*The task:*
This task calls for copying each line below that contains "with".

*** Data shown ***

PR #3334, opened 2019-09-16
Replace update_attributes with update

aldesantis:
**Description**

`update_attributes` was deprecated in Rails 6 and will be removed in Rails 6.1. This PR replaces all instances of `update_attributes` with `update`.

**Checklist:**

### DIFF
--- a/api/app/controllers/spree/api/shipments_controller.rb
+++ b/api/app/controllers/spree/api/shipments_controller.rb
@@ -146,7 +146,7 @@ module Spree
       end
 
       def update_shipment
-        @shipment.update_attributes(shipment_params)
+        @shipment.update(shipment_params)
         @shipment.reload
       end
 
--- a/core/app/models/spree/shipment.rb
+++ b/core/app/models/spree/shipment.rb
@@ -326,7 +326,7 @@ module Spree
 
     # Update Shipment and make sure Order states follow the shipment changes
     def update_attributes_and_order(params = {})
-      if update_attributes params
+      if update(params)
         if params.key? :selected_shipping_rate_id
           # Changing the selected Shipping Rate won't update the cost (for now)
           # so we persist the Shipment#cost before running `order.recalculate`
--- a/api/app/controllers/spree/api/addresses_controller.rb
+++ b/api/app/controllers/spree/api/addresses_controller.rb
@@ -15,7 +15,7 @@ module Spree
         authorize! :update, @order, order_token
         find_address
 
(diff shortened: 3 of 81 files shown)


api/app/controllers/spree/api/shipments_controller.rb
```diff
@@ -50,7 +50,7 @@ def create
       end
 
       def update
-        @shipment.update_attributes_and_order(shipment_params)
```
tvdeyen: Is this correct?

api/app/controllers/spree/api/checkouts_controller.rb
```diff
@@ -112,7 +112,7 @@ def state_callback(before_or_after = :before)
         send(method_name) if respond_to?(method_name, true)
       end
 
-      def after_update_attributes
```
tvdeyen: Do we want to rename this method as well?

core/app/models/spree/shipment.rb
```diff
@@ -325,8 +325,8 @@ def update_amounts
     end
 
     # Update Shipment and make sure Order states follow the shipment changes
-    def update_attributes_and_order(params = {})
-      if update_attributes params
+    def update_and_order(params = {})
```
tvdeyen: We probably don’t want to rename this method?

core/lib/spree/permitted_attributes.rb
```diff
@@ -9,7 +9,7 @@ module PermittedAttributes
       :address_attributes,
       :address_book_attributes,
       :checkout_attributes,
-      :credit_card_update_attributes,
+      :credit_card_update,
```
tvdeyen: I think this is not meant to be renamed

aldesantis:
@tvdeyen fixed the ones that were not supposed to be there. :)

kennyadsl:
@aldesantis failures seem relevant to the change, can you please take a look when you do have time?

aldesantis:
@kennyadsl we should be good now! I apologize this took three rounds to get right. 🙏

core/app/models/spree/shipment.rb
```diff
@@ -326,7 +326,7 @@ def update_amounts
 
     # Update Shipment and make sure Order states follow the shipment changes
     def update_attributes_and_order(params = {})
-      if update_attributes params
+      if update params
```
kennyadsl: what about taking advantage of the change to add parenthesis here?

aldesantis: @kennyadsl done. :)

*** End of Data shown ***

*Exercise solution:*
Replace update_attributes with update
`update_attributes` was deprecated in Rails 6 and will be removed in Rails 6.1. This PR replaces all instances of `update_attributes` with `update`.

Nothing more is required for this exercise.